Strindberg at the Ex

By Ganesh Ramakrishnan

August Strindberg's impressionistic Dream Play staged at the Loeb Experimental Theatre drew its audience into a dream world that sparkled with spontaneity.

Hans Canosa's direction created a play that moved and changed focus as often as our dreams do in one night. Canosa showed intelligence, insight and imagination in exploring classic psycho-analytic notions of dream sequencing, wish fulfillment and repression.

Bright spotlights are trained on the audience seated around the stage. On center stage, the daughter (Cara Polites) of the mythic Aryan god Indra sits on a cloud suspended from the ceiling. These foreshadow the plethora of contrasting, inconsistent and perplexing images that are thrown at us in rapid succession.

The first of these images involves countless voices from every conceivable corner of the auditorium chanting "Daughter, Daughter." The chant builds up to a feverish crescendo ending upon the entrance of Indra, the God of Heaven (Jonathan Weinberg). "How did you get here?", he asks, to which his innocent daughter replies, "I was carried on a cloud, but it seems to be falling." The "here" that Indra refers to is Earth, the "dark and heaviest world" whose "discontented, thankless" inhabitants speak a language Indra calls "complaint." Indra's daughter does not agree with her father's condemnation of the human race. "Don't say that!" she says, "voices also rise in prayer. Your judgment is too hard, Father." The benevolent daughter of the Gods descends to Earth to explore the misery of the "discontented."

Canosa has cast his characters well. It is in their smooth interaction and inspiring coordination that the play builds up momentum and exudes the spontainety of improvisational theatre.

Cara Polites, who plays the lead, lends admirable poise and sensitivity to a demanding role. As Indra's daughter, she is taken through myriad images in a dream, a voyage of revelation and discovery on Earth. Canosa uses skillful imagery to convey these scenes. Brightly colored cloths are used repeatedly in stark contrast to the darkness that fills the dream world of the Ex. They portray flowers, knowledge, shelter... Canosa sketches one vivid, transient image after another.

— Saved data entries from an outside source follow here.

PR #475, opened 2023-05-06
[KTLN-506] Add samples

LeoColman:


core-kotlin-modules/core-kotlin-7/src/main/kotlin/com/baeldung/mapfunction/Samples.kt
```diff
@@ -0,0 +1,27 @@
...
+    this[i] = transform(this[i])
+  }
+  return this
+}
+
+fun useMapInPlace() {
+  val numbers = arrayOf(1, 2, 3, 4, 5)
+  numbers.mapInPlace { it * 2 }
+  println(numbers) // [2, 4, 6, 8, 10]
+}
```
Bwvolleyball, line 27: I'm wondering if these samples would be better off as some unit tests, and instead of println's, we just assert equality to the commented list / boolean

core-kotlin-modules/core-kotlin-7/src/main/kotlin/com/baeldung/mapfunction/mapInPlace.kt
```diff
@@ -0,0 +1,8 @@
+package com.baeldung.mapfunction
+
+fun <T> Array<T>.mapInPlace(transform: (T) -> T): Array<T> {
```
KevinGilmore, line 3: Pretty sure Kotlin's standard indent is 4 spaces per level. Let's fix that.

PR #542, opened 2023-07-09
[KTLN-559] Add samples

LeoColman:


kotest/src/main/kotlin/com/baeldung/kotest/beforetest/Database.kt
```diff
@@ -0,0 +1,14 @@
+package com.baeldung.kotest.beforetest
+
+
+data class User(val id: Long, val username: String)
+
+class Database {
```
Bwvolleyball, line 6: Stylelistic, but would it make more sense to call this the `UserService` or `UserRepository` class?

kotest/src/test/kotlin/com/baeldung/kotest/beforetest/BeforeTestSamples.kt
```diff
@@ -0,0 +1,48 @@
...
+
+class BeforeTestSamples : FunSpec({
+
+    val userRepository = UserRepository()
+
+    beforeEach {
+        userRepository.addUser(User(1, "Admin"))
+    }
+
+    isolationMode = IsolationMode.InstancePerTest
```
Bwvolleyball, line 17: Let's flip the order of these.

```suggestion
    isolationMode = IsolationMode.InstancePerTest

    beforeEach {
        userRepository.addUser(User(1, "Admin"))
    }
```

PR #572, opened 2023-08-08
KTLN-632: Check if a String Is a Palindrome in Kotlin

nappy29:
Added Unit test

### DIFF
--- a/core-kotlin-modules/core-kotlin-strings-3/src/test/kotlin/com/baeldung/palindromicstring/PalindromicStringTest.kt
+++ b/core-kotlin-modules/core-kotlin-strings-3/src/test/kotlin/com/baeldung/palindromicstring/PalindromicStringTest.kt
@@ -1,0 +1,61 @@
+package com.baeldung.palindromicstring
+import org.junit.jupiter.api.Test
+import kotlin.test.assertEquals
+import kotlin.test.assertTrue
+class PalindromicStringTest {
+
+    @Test fun `palindrome check using loop function`(){
+        assert(isPalindrome("racecar") == true)
+        assert(isPalindrome("hello") == false)
+        assert(isPalindrome("level") == true)
+        assert(isPalindrome("madam") == true)
+        assert(isPalindrome("3553") == true)
+        assert(isPalindrome("123213") == false)
+    }
+
+    @Test fun `palindrome check using built in function`(){
+        assert(isPalindromeWithBuiltInFunction("racecar") == true)
+        assert(isPalindromeWithBuiltInFunction("dadar") == false)
+        assert(isPalindromeWithBuiltInFunction("edrarde") == true)
+        assert(isPalindromeWithBuiltInFunction("radar") == true)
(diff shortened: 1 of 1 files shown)


core-kotlin-modules/core-kotlin-strings-3/src/test/kotlin/com/baeldung/palindromicstring/PalindromicStringTest.kt
```diff
@@ -0,0 +1,61 @@
...
+    }
+
+    fun isPalindromeUsingRecursion(str: String): Boolean {
+        if (str.length <= 1) {
+            return true
+        }
+        if (str.first() != str.last()) {
+            return false
+        }
+        return isPalindrome(str.substring(1, str.length - 1))
```
Bwvolleyball, line 59: Looks like this should be `isPalindromeUsingRecursion` instead.

```suggestion
        return isPalindromeUsingRecursion(str.substring(1, str.length - 1))
```

core-kotlin-modules/core-kotlin-strings-3/src/test/kotlin/com/baeldung/palindromicstring/PalindromicStringTest.kt
```diff
@@ -0,0 +1,61 @@
...
+        var j = str.length - 1
+        while (i < j) {
+            if (str[i] != str[j]) {
+                return false
+            }
+            i++
+            j--
+        }
+        return true
+    }
```
Bwvolleyball, line 45:
```suggestion
    fun isPalindrome(str: String): Boolean {
        var start = 0
        var end = str.length - 1
        while (start < end) {
            if (str[start] != str[end]) {
                return false
            }
            start++
            end--
        }
        return true
    }
```

nappy29: Got It Sir.

nappy29: Got It Sir.

core-kotlin-modules/core-kotlin-strings-3/src/test/kotlin/com/baeldung/palindromicstring/PalindromicStringTest.kt
```diff
@@ -0,0 +1,60 @@
+package com.baeldung.palindromicstring
+import org.junit.jupiter.api.Test
+
+class PalindromicStringTest {
+
+    @Test fun `palindrome check using loop function`(){
+        assert(isPalindromeUsingLoop("racecar") == true)
```
KevinGilmore, line 7: For all trivial assertions, prefer either the JUnit5's assertTrue, assertFalse, etc, or use the AssertJ library's fluent assertions.

PR #586, opened 2023-08-20
[KTLN-627] Add samples

LeoColman:


kotest/src/main/kotlin/com/baeldung/kotest/datadriven/isPythagTriple.kt
Bwvolleyball, line 1: Let's make this file name start with an upper case letter at a minimum.

Should it be called `PythagTriple`, `IsPythagTriple`, `PythagTripleUtil` etc?

PR #588, opened 2023-08-21
KTLN-646: update khttp dependency location

dariusandz:


kotlin-libraries-http/pom.xml
```diff
@@ -14,9 +14,9 @@
 
     <dependencies>
         <dependency>
-            <groupId>khttp</groupId>
+            <groupId>org.danilopianini</groupId>
             <artifactId>khttp</artifactId>
-            <version>${khttp.version}</version>
+            <version>1.3.1</version>
```
Bwvolleyball, line 19: Let's actually keep this version as a property in the pom.xml

dariusandz: Done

The strength of the play lies in Canosa's portrayal of these superficial images of Earthly life and suffering as a dream. Throughout the forty minutes of the play, the overwhelming feeling is one of unreality, as though one were indeed sharing in the dream that Strindberg created. Chaotic, rapid, conflicting and often esoteric images are drawn upon by Canosa to convey this feeling of semiconsciousness.

The resolution comes only at the very end, when Indra's daughter reveals the divine wisdom. Man and life and the world are but mirages; living is a cloud that obfuscates the greatest suffering of all--love. Only in that realization lies redemption.

The stage is used imaginatively: there are scenes in which people hang upside down from the ceiling and in which Indra breaks through a whole segment of the audience as he barges in through the door that contains the mysteries of life. Superior coordination between the stage hands and the actors make for wonderful viewing and superb production (Emily Brodsky). In the end, though, it is Canosa who steals the show. His ingenuity, resourcefulness and vision are what make Dream Play a dream.